Tal vez me atrae y repela la idea del fracaso porque me cuesta aceptar su realidad. Vivir con la sensación de que ya fracasé antes de tiempo, de que ya fracasé sin haber empezado, de que ya morí sin haber vivido. Recurro al nihilismo como una actitud pueril, porque en el fondo admiro a muchos que no dejan de intentarlo. Para aprender de ellos, para lograr asimilarlo, desde que los atisbé con algo de envidia desde lejos, les escribí una oda o algo parecido. Hace tiempo que sé que nunca sería aquello que alguna vez soñé que podría ser. Me siento como Gustavo, El poeta chileno de Alejandro Zambra, que no logra escribir nada más que un libro de poesía con el que nunca se siente satisfecho.

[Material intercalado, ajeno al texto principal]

PR #10653, opened 2021-04-18
move corpit to https

nivshlomokaltura:


alpha/apps/kaltura/modules/corp/actions/actions.class.php
```diff
@@ -15,17 +15,17 @@ class corpActions extends sfActions
    */
   public function executeIndex()
   {
-	$this->redirect("http://".kConf::get('corp_action_redirect'), 301);
+	$this->redirect("https://".kConf::get('corp_action_redirect'), 301);
```
MosheMaorKaltura, line 18: remove the http/s prefix and lets push it to the saas config with the protocol.

PR #10666, opened 2021-04-21
PLAT-22793:Allowing all partners to access dropFolderPlugin and remov…

ravitshalem:
…ing checkbox from partner configuration


MosheMaorKaltura:
reviewed

yossipapi:
@MosheMaorKaltura  Why are we removing this feature flip? If we dont use it maybe someone else does.

Wouldn't it be better to simply enable the flag on the template partner.

PR #10667, opened 2021-04-21
PLAT-22792:moving shared_screen to be lower in the prioritization of …

ravitshalem:
…recording type order


MosheMaorKaltura:
reviewed

PR #10684, opened 2021-04-28
PLAT-22737: Update every flavor asset status to ready when import fin…

avichainoach:
…ished for image entry


MosheMaorKaltura:
reviewed

PR #10686, opened 2021-04-28
Quasar 17.1.0 plat 22647

danbar0kal:
Zoom On Prem - Allow creating of Zoom Integration without oAuth2 call from Zoom


MosheMaorKaltura:
reviewed

PR #10694, opened 2021-04-29
PLAT-22737: for thumbAssets, when entry is image, create file sync pe…

avichainoach:
…r asset and not per entry


MosheMaorKaltura:
reviewed

PR #129, opened 2022-07-07
refactor: refactor packages and create verification options

asraa:

It was complicated to organize OCI image verification without organizing these options and functions.

* Creates verification options for the provenance. In a follow up, I'll organize verification options on the builder identity
* Splits pkg library files into rekor/builder/provenance.

cc @ianlewis @laurentsimon


laurentsimon (approved):
Thanks

ianlewis (approved):
LGTM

Pero a pesar de ello vive una vida plena, es un maestro universitario que termina por darle lo mejor a su hijastro, Vicente, –la poesía de un poeta chileno a otro–, hijo de la mujer a la que amó en la adolescencia y la temprana adultez, y con un final abierto, un final que nos deja imaginar que Gustavo no solo es feliz en ese momento, sino que puede alargarlo un poco más.